- Written by: Aaron Hill
- Original language: English
- Genre: Tragedy

Premiere
- Date premiered: 21 April 1721
- Place premiered: Lincoln's Inn Fields Theatre

= Fatal Extravagance =

Play by Aaron Hill

Fatal Extravagance is a 1721 tragedy by the British writer Aaron Hill. It was presented by another writer Joseph Mitchell, a friend of Hill, at the Lincoln's Inn Fields Theatre in London. The original cast included James Quin as Bellmour, Anthony Boheme as Courtney, John Ogden as Bargrave and Anna Maria Seymour as Louisa. It was printed with the slightly longer title The Fatal Extravagance.

Hill was inspired by the recent South Sea Bubble where speculative investment had led to a massive crash, ruining backers of the company. In the play this takes the former a out-of-control gambler who ends up killing a creditor and planning to commit suicide.
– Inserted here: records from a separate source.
PR #557, opened 2023-02-14
Add error messages to rooms operation history

wl-yankabuki:
### Why
Nowadays the operation history does not persist why an operation has failed for most use cases. This change intends to add the error to the operation history for room operations.

### DIFF
--- a/internal/core/operations/rooms/add/executor.go
+++ b/internal/core/operations/rooms/add/executor.go
@@ -40,32 +40,35 @@ import (
 )
 
 type Executor struct {
-	roomManager ports.RoomManager
-	storage     ports.SchedulerStorage
-	logger      *zap.Logger
+	roomManager      ports.RoomManager
+	storage          ports.SchedulerStorage
+	operationManager ports.OperationManager
 }
 
 var _ operations.Executor = (*Executor)(nil)
 
-func NewExecutor(roomManager ports.RoomManager, storage ports.SchedulerStorage) *Executor {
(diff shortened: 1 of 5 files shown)


internal/core/operations/rooms/add/executor.go
```diff
@@ -40,32 +40,35 @@ import (
...
 		zap.String(logs.LogFieldOperationID, op.ID),
 	)
 	amount := definition.(*Definition).Amount
 	scheduler, err := ex.storage.GetScheduler(ctx, op.SchedulerName)
 	if err != nil {
-		executionLogger.Error(fmt.Sprintf("Could not find scheduler with name %s, can not create rooms", op.SchedulerName), zap.Error(err))
-		return err
+		executionLogger.Error("error fetching scheduler from storage, can not create rooms", zap.Error(err))
+		getSchedulerStorageErr := fmt.Errorf("error fetching scheduler from storage: %w", err)
+		ex.operationManager.AppendOperationEventToExecutionHistory(ctx, op, getSchedulerStorageErr.Error())
```
tobiasbu, line 70: I was thinking about this again and you can avoid repeating it by doing:

```suggestion
		getSchedulerStorageErr := fmt.Errorf("error fetching scheduler from storage: %w", err)
		executionLogger.Error(getSchedulerStorageErr.Error())
		
		ex.operationManager.AppendOperationEventToExecutionHistory(ctx, op, getSchedulerStorageErr.Error())
```

wl-yankabuki: that will change the logging message fields, I think the easier approach is to create a constant for this message, since We already merged the other changes I'll update them in a new PR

In 1793 a version of the play retitled The Prodigal by Francis Godolphin Waldron was staged at the Haymarket Theatre, with a happy ending added.

==Bibliography==
- Burling, William J. A Checklist of New Plays and Entertainments on the London Stage, 1700-1737. Fairleigh Dickinson Univ Press, 1992.
- Gerrard, Christine. Aaron Hill: The Muses' Projector, 1685-1750. Oxford University Press, 2003.